Formulating a strategy for reorganizing physical files and performing purges is a must. Database management is often overlooked but is an integral part of maintaining the IBM i.

There are many factors that need to be considered when fine-tuning a system. The purpose of this article does not include documenting all of these concerns. However, proper use of reorganizations and purges can help form a solid foundation for effective data management.

Certain physical files, by definition, will have a lot of deleted records. For example, open records are often moved to history files after they are processed. Often sales orders, purchase orders, GL batches, and many other situations require records to be deleted on an ongoing basis. In a typical IBM i application physical files rarely have the 'reuse deleted records' flag set. Records are not deleted but only removed from an index. The DASD allotted is not freed-up until a "reorganize physical file member" (RGZPFM) is performed.

First there is a need to locate and identify the largest files. There are a couple of fairly easy ways to do this. One way is to display object descriptions to an outfile and then run a query over that outfile selecting objects based on an arbitrary size.

DSPOBJD OBJ(MYLIB/*ALL) OBJTYPE(*FILE) OUTPUT(*OUTFILE) OUTFILE(MYLIB/FILESIZES)

In this example the outfile "filesizes" will be created automatically. Note the object type is *file but there may be other large objects with different object types. Using OBJTYPE(*ALL) will catch everything if other object types are a concern.

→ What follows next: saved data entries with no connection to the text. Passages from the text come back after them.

PR #402, opened 2021-10-21
Bump Wiggins Tag: Optimization in Indexers during scan

gtulipani:


Changelog.md
```diff
@@ -1,5 +1,9 @@
 # Spectrometer Changelog
 
+## v2.17.3
+
+ - Monorepo: Optimization during Scan to avoid passing the whole file content through the code. ([#402](https://github.com/fossas/spectrometer/pull/402))
```
kitified, line 5: We try to make the changelog read like a sentence (refer to other releases for examples of this).

[optional] Also, I think (personal opinion) it's great if changelogs don't get too technical, but do include some detail for technical minded folks when possible. A great thing to keep in mind is all users should be able to answer "why do I care about this release", and interested users should be able to answer "in a very broad sense, how does this release accomplish this"

As a suggestion, consider this:
```suggestion
 - Monorepo: adds some optimizations to reduce the amount of file buffering in memory during a scan, resulting in less memory pressure and faster scans. ([#402](https://github.com/fossas/spectrometer/pull/402))
```

gtulipani: Amazing, thanks!

PR #403, opened 2021-10-21
Limit capabilities to respect cgroups cpu quota

cnr:
# Overview

## Capabilities

For speed, we poll the environment for the number of available "capabilities", which GHC defines as "the number of Haskell threads that can run truly simultaneously (on separate physical processors)", and we use that number to spawn worker threads for discovery/analysis tasks.

Previous to this PR, we were letting the GHC runtime automatically set the number of available capabilities [with the `-N` flag](https://downloads.haskell.org/ghc/latest/docs/html/users_guide/using-concurrent.html#rts-options-for-smp-parallelism).

## Containers

Containers, especially those run in a cluster environment, are often run with limits for the amount of CPU they're allowed to consume. Linux cgroups ("control groups") presents these limits to the container as `cpu.cfs_quota_us` and `cpu.cfs_period_us`, [documented here](https://access.redhat.com/documentation/en-us/red_hat_enterprise_linux/6/html/resource_management_guide/sec-cpu).

In short, `quota / period` forms the ratio of cpu time we're allowed to consume, e.g.,

| quota | period | description |
| --- | | |
| 10 | 10 | we can consume up to one core |
| 20 | 10 | we can consume up to two cores
| 5 | 10 | the scheduler will give us one cpu core for up to 50% of the time |
| -1 | 10 | we can use all of the machine's available cpu resources | 

## The problem

Unfortunately, rather than propagating cgroup cpu limits to the container's view of the hardware of the machine, the container will happily report that it has _all_ of the available cores on the host machine.

As such, when GHC automatically sets the number of capabilities for us in a cgroups-cpu-limited container on a large machine, we spawn _way_ too many worker threads relative to the amount of CPU time allocated to us. When the disparity is particularly large, we end up with a lot of context-switching and contention. Threads spend a lot of time getting woken up before momentarily getting throttled and yielding to the scheduler.

## The solution

Rather than letting the GHC runtime set the number of capabilities for us with the `-N` flag, this PR adds a new `initCapabilities` that sets the number of available capabilities while respecting cgroup limits, when applicable 

## Acceptance criteria

- Within a linux container, cgroups cpu limits are respected, and the number of capabilities is set based on cgroups limits, when applicable
- Outside of a linux container, CLI behavior is unchanged
- On macOS and Windows, CLI behavior is unchanged

## Testing plan

- Manual testing for (1), (2), (3) - in particular with print debugging on `getNumCapabilities` to ensure they're getting set correctly
- (1) was additionally tested within a customer's target environment
- Tests for cgroup/mountinfo parser logic and cgroups quota logic (TODO: need to add this)

## Risks

N/A

## References

https://fossa.zendesk.com/agent/tickets/3198

## Checklist


test/System/CGroup/TypesSpec.hs
```diff
@@ -0,0 +1,53 @@
+{-# LANGUAGE CPP #-}
```
scruffystuffs, line 1: I'd really like to avoid doing anything with CPP if possible.  Maybe we could use a wrapper around `it` which does nothing on windows.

RUNQRY *N MYLIB/FILESIZES RCDSLT(*YES)

With the above query select ODOBSZ greater than whatever size limit you wish, 10,000,000 roughly 10MB, or whatever.

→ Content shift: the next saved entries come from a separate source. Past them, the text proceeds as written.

PR #428, opened 2021-11-02
Adds perl support

meghfossa:
# Overview

Adds basic perl support.

## Acceptance criteria

- _Built_ perl project can be analyzed, using  `(MYMETA|META).{json|yml}`

## Testing plan

- Get example perl project (https://github.com/codecov/example-perl)
- Build perl project (mentioned steps on repository)
- Run fossa cli (`fossa analyze example-perl -o`)

## Risks

N/A

## References

Closes https://github.com/fossas/team-analysis/issues/794

## Checklist

- [x] I updated `*schema.json` if I have made changes for `.fossa.yml`, `fossa-deps.{json, yaml, yml}`. You may also need to update these if you have added/removed new dependency (e.g. pip) or analysis target type (e.g. poetry).


docs/references/strategies/languages/perl/perl.md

Another method is to use PDM work with objects, or WRKOBJPDM and select F17=Subset. The subset screen allows selection by object size. This method is preferable because no outfile is required. You can confirm the size of an individual object by using the display file description command and reviewing the last page which shows size and member information.



DSPFD file-name

Beware that some files are "memberized" (having multiple members) but usually this is not the case. Normally most physical files will have only one member, which is commonly referred to as the first member or *first. If multiple members exist, old obsolete members can be removed with the command RMVM which accepts wild-cards. For example, to remove all the members from file-name that being with the letter W;

RMVM FILE(file-name) MBR(W*)

Custom purge programs are fairly easy to create. Commonly purges are written using a cut-off date based on how many years of data the organization is required to keep. Most managers will happily agree to remove data that is over ten years old. Occasionally SQL can be used for purging but always create a backup copy prior to purging.

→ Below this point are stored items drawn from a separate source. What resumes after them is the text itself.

PR #431, opened 2021-11-02
add checksums for zip files

scruffystuffs:
Update GH actions release flow to post checksums of the zip files we host.  This can help confirm that the version a customer downloads is the same version that was posted in the release.  While this does not mitigate our anything in our main threat model (which is a malicious actor gaining access to the repo on Github itself, from which they could spoof these checksums), the posted checksum can be saved, and later used as proof that the release artifacts have not changed.


zlav (approved):
This LGTM. I tested `sha256sum` and validated that it produces the output we need.

PR #432, opened 2021-11-02
Run the checksum from inside the release dir

scruffystuffs:
sha256sum outputs checksums in the format of `somehash path/to/file`.
When a user downloads `somezipfile` and `somezipfile.sha256`, we want to be able to run `sha256sum somezipfile.sha256`.  However, to get the correct path name in the checksum file, we have to run from the downloader's POV, which means that `somezipfile` needs to be in the current directory when the sum is calculated.

closes fossas/team-analysis#801


zlav (approved):
LGTM

PR #434, opened 2021-11-02
Compute checksums in binary mode and sanity-check them

scruffystuffs:
Binary mode only makes a difference on platforms with a real difference between binary and test files.  MS-DOS (not windows!) is cited as an example in multiple articles, but if anyone is using spectrometer on MS-DOS I think we can safely say it's not supported.


zlav (approved):
LGTM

Depending on the record length, system activity, and the number of deleted records purges and reorgs can take quite a while to run and RGZPFM requires exclusive use of the object. Preferable a plan is put into place where certain files are purged and/or reorganized after hours possibly from the job scheduler.

RGZPFM file-name

Ignore this subject at the peril of the entire system! This is an issue that will not go away if left unattended and may only be compounded over time, sort of a "pay me now or pay me later" situation. DASD can be recovered and applications can run more efficiently by having a strategy to manage mainly just the largest of files (for example, the five or ten largest files in each library). The medium size and smaller files tend not to be much of a concern.